►
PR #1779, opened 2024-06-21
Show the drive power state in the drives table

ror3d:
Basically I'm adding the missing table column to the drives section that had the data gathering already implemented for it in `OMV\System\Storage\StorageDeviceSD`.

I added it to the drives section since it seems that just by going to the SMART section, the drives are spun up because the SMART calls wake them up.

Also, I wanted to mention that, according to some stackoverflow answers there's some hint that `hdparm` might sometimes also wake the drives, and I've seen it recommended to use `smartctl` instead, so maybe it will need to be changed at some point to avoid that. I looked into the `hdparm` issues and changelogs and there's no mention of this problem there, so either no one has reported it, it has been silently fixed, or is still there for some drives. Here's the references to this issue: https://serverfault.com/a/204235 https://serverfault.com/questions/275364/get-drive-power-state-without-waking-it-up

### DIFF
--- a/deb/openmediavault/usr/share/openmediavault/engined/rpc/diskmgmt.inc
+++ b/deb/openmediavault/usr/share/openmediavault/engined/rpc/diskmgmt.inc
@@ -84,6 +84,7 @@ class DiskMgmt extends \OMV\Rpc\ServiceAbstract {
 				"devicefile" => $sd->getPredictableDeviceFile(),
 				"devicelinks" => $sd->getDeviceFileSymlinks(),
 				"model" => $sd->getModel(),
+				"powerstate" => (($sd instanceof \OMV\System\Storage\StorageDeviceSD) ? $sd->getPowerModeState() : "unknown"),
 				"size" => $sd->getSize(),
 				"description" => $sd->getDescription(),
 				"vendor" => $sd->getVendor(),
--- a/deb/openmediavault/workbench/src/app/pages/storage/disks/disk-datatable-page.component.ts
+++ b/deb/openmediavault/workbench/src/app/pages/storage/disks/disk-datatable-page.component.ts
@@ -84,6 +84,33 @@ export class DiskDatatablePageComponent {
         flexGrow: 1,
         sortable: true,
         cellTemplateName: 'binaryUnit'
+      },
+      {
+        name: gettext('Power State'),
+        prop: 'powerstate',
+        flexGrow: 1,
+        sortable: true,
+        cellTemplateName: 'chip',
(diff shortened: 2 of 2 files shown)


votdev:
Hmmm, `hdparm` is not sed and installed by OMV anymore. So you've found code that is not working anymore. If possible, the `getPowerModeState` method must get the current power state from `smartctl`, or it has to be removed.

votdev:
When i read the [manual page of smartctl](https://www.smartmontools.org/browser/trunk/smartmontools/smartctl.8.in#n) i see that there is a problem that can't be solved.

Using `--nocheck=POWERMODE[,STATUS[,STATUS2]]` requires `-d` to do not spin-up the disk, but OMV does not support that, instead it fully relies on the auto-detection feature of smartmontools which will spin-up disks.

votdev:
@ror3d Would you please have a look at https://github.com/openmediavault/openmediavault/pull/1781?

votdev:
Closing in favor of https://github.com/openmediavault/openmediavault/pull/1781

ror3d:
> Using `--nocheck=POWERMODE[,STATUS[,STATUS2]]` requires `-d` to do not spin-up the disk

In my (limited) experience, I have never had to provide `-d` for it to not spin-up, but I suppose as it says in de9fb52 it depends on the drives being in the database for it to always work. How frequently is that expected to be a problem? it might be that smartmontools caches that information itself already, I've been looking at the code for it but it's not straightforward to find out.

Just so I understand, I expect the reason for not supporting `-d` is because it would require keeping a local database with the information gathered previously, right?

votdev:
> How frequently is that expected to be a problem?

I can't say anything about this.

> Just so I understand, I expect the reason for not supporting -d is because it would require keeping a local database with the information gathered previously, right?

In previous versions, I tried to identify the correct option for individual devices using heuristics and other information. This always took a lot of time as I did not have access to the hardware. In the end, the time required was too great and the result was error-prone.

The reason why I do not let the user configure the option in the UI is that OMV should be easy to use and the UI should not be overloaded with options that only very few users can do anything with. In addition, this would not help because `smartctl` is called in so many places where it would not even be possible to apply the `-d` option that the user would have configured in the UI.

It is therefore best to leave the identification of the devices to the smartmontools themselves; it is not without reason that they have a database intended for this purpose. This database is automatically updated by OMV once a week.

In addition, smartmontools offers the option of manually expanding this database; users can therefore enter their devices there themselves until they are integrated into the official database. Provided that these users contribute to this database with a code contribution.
◄
►
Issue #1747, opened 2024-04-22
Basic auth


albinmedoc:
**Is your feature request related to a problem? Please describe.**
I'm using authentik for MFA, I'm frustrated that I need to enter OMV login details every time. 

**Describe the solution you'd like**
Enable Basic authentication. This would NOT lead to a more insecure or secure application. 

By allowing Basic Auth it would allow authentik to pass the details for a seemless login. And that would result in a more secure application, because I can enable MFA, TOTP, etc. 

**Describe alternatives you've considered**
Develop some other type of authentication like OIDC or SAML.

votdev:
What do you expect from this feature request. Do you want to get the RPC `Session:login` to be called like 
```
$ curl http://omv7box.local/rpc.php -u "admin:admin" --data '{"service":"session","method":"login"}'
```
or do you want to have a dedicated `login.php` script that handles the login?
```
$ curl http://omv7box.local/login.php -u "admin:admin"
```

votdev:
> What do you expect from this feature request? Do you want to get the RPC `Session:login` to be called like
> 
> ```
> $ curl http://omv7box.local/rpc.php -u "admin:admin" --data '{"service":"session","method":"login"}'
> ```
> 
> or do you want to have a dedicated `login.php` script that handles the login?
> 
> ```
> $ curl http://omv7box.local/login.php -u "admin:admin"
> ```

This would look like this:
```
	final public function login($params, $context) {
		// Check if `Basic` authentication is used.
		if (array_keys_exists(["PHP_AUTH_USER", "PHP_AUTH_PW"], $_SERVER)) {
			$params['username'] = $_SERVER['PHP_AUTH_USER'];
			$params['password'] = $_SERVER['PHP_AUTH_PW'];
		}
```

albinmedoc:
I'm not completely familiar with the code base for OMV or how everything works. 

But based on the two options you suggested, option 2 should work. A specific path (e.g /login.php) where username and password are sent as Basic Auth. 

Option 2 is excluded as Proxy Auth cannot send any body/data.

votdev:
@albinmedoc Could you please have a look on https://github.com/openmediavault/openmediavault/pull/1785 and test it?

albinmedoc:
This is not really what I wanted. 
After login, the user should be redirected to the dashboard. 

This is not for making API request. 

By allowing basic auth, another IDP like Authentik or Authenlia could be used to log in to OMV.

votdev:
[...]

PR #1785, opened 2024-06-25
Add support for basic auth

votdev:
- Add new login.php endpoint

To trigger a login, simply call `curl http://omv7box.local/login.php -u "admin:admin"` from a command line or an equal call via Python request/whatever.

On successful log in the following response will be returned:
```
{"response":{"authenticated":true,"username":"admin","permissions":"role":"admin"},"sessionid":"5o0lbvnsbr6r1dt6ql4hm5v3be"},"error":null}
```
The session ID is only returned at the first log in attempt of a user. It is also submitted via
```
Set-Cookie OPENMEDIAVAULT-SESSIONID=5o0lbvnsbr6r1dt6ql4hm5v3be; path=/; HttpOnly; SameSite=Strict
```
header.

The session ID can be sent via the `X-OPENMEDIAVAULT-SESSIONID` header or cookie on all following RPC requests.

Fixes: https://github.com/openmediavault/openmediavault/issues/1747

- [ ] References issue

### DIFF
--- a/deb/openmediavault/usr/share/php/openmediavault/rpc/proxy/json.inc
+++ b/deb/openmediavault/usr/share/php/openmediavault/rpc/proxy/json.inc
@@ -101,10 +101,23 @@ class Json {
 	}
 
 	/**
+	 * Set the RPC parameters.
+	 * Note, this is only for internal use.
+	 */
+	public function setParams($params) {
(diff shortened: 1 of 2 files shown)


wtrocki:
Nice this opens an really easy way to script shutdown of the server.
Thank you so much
◄
►
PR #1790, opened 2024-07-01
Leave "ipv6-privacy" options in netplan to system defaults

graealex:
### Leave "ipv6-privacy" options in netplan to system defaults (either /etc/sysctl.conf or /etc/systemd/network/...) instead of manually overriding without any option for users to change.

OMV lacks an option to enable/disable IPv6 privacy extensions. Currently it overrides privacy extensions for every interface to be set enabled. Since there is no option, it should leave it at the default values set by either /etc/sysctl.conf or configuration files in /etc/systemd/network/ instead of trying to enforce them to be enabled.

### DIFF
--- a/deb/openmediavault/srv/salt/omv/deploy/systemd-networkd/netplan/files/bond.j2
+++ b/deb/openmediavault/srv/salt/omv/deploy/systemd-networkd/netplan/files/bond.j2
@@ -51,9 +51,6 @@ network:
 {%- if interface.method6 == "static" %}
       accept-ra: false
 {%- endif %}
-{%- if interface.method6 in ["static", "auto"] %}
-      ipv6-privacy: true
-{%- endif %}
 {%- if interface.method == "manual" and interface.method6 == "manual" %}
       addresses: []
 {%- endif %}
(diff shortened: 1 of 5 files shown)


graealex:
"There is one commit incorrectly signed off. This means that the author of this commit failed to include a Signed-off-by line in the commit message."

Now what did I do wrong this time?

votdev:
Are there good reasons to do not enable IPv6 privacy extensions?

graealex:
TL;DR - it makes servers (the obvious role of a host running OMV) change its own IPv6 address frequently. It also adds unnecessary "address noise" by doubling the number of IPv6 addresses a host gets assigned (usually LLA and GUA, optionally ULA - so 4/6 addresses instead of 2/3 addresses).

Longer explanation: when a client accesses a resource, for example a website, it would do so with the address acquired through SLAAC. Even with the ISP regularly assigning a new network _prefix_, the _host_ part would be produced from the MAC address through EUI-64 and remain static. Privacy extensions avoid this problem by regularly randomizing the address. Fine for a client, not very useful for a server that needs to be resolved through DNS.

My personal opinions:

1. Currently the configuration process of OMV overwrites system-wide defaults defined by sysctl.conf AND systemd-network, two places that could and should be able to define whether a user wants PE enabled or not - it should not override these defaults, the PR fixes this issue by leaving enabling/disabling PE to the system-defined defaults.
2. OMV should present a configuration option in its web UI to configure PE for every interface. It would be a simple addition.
◄
ABOUT THIS TASK:
Look above for every line with the word "these" and copy it.

WRITTEN ANSWER:
In addition, smartmontools offers the option of manually expanding this database; users can therefore enter their devices there themselves until they are integrated into the official database. Provided that these users contribute to this database with a code contribution.
1. Currently the configuration process of OMV overwrites system-wide defaults defined by sysctl.conf AND systemd-network, two places that could and should be able to define whether a user wants PE enabled or not - it should not override these defaults, the PR fixes this issue by leaving enabling/disabling PE to the system-defined defaults.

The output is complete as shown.